Filter the entries, keeping every line with the string "your".

= INPUT FOR THIS TASK =
......
Issue #9244, opened 2025-10-07
New Petition Fields


cholly75:
As a Court, so that we can understand any potential language barriers with a petitioner, I need new questions added to the petition e-filing/QC flow.

Many times a petitioner's primary language is not English. The Court would like to capture this information up front on the petition to be aware of any language/communication issues that may arise in the adjudication of the case. This will require us to add new questions to the petitions e-filing upload flow as well as track this information at the party level on the case.

**NOTE: We need to coordinate the deployment of this story with #9387 **

## Acceptance Criteria
*** PETITION E-FILING FLOW***

* New **optional field** added for **each** petitioner on Step 1 of the Petition e-filing flow if "Myself" or "Myself and my spouse" is selected: 
  - "If you have difficulty communicating in English, please state your preferred language:"
    - Free text field (max. 20 chars)
  - NOTE: if the petitioner has indicated that their spouse is deceased, do not display this question for the spouse petitioner party.
* New **optional field** added for **each** petitioner on Step 1 of the Petition e-filing flow if "Myself" or "Myself and my spouse" is selected: 
  - "If you are deaf or hard of hearing, please state your preferred method of communication (ASL, TTY, etc.):"
    - Free text field (max. 20 chars)
  - NOTE: if the petitioner has indicated that their spouse is deceased, do not display this question for the spouse petitioner party.
* Responses to both of the above questions are captured in the generated petition PDF form (if using the generator)
* Responses to both of the above questions are displayed on step 6 of the petition e-filing flow

## Notes
* Do we need to add these questions/displays in for other petitioner types? @cholly75 to clarify w/ Rules Cmte.
* May need to include slightly different verbiage in Practitioner e-filing flow

## Test Cases
Test Cases are in Test Rail and also on this spreadsheet. 

[9244.xlsx](https://github.com/user-attachments/files/23606554/9244.xlsx)

## Definition of Done (Updated 01-16-24)
**Product Owner**
 - [ ] Acceptance criteria have been met and validated on the Court's test environment
 - [ ] Add scenario to testing document, if applicable (https://docs.google.com/spreadsheets/d/1FUHKC_YrT-PosaWD5gRVmsDzI1HS_U-8CyMIb-qX9EA/edit?usp=sharing)

**Engineering**
 - [ ] Automated test scripts have been written, including visual tests for newly added PDFs.
 - [ ] Field level and page level validation errors (front-end and server-side) integrated and functioning.
[...]

PR #9428, opened 2025-11-26
9244 new petition fields

AnthonyLoeraTaxCourt:
https://github.com/orgs/ustaxcourt/projects/9/views/1?pane=issue&itemId=132552060&issue=ustaxcourt%7Cef-cms%7C9244

Ticket #9387: Replaced the amended petition form PDF appended to auto-generated Order for Amended Petition (OAP) and Order for Amended Petition and Filing Fee (OAPF). Updated terrafrom to use etag to update file in s3 to keep the name of the file but change the contents will trigger the update.

Ticket #9244: Added two optional fields to Step 1 of the petition e-filing flow:
- Preferred language (max 20 characters) and Preferred method of communication (max 20 characters)
Fields appear conditionally:
- Shown for "Myself" and "Myself and my spouse" filing types
- Hidden for deceased spouse
- Different labels for petitioners vs practitioners
- Fields included in generated petition PDF


cypress/local-only/tests/integration/fileAPetitionUpdated/file-a-petition-step-1-myself-and-my-spouse.cy.ts
```diff
@@ -503,7 +545,7 @@ describe('File a petition: Step 1 - Petitioner Information', () => {
       cy.get('[data-testid="filing-type-1"').click();
     });
 
-    describe('Petitioner and spouse', () => {
+      describe('Petitioner and spouse', () => {
```
jimlerza, line 548: Was this accidental?

jimlerza (changes requested):

akuny (approved):

paulo-filho-ctr (approved):

web-client/src/views/StartCase/ContactSecondaryUpdated.tsx
```diff
@@ -59,9 +67,19 @@ export const ContactSecondaryUpdated = connect<
...
         phone: string;
         paperPetitionEmail: string;
+        preferredLanguage: string;
+        preferredCommunicationMethod: string;
       };
     },
   }) {
+    const preferredLanguageLabel = isPetitioner
+      ? "If spouse has difficulty communicating in English, please state spouse's preferred language:"
+      : "If petitioner spouse has difficulty communicating in English, please state the petitioner spouse's preferred language:";
```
......
= RESPONSE TO THIS EXERCISE =
  - "If you have difficulty communicating in English, please state your preferred language:"
  - "If you are deaf or hard of hearing, please state your preferred method of communication (ASL, TTY, etc.):"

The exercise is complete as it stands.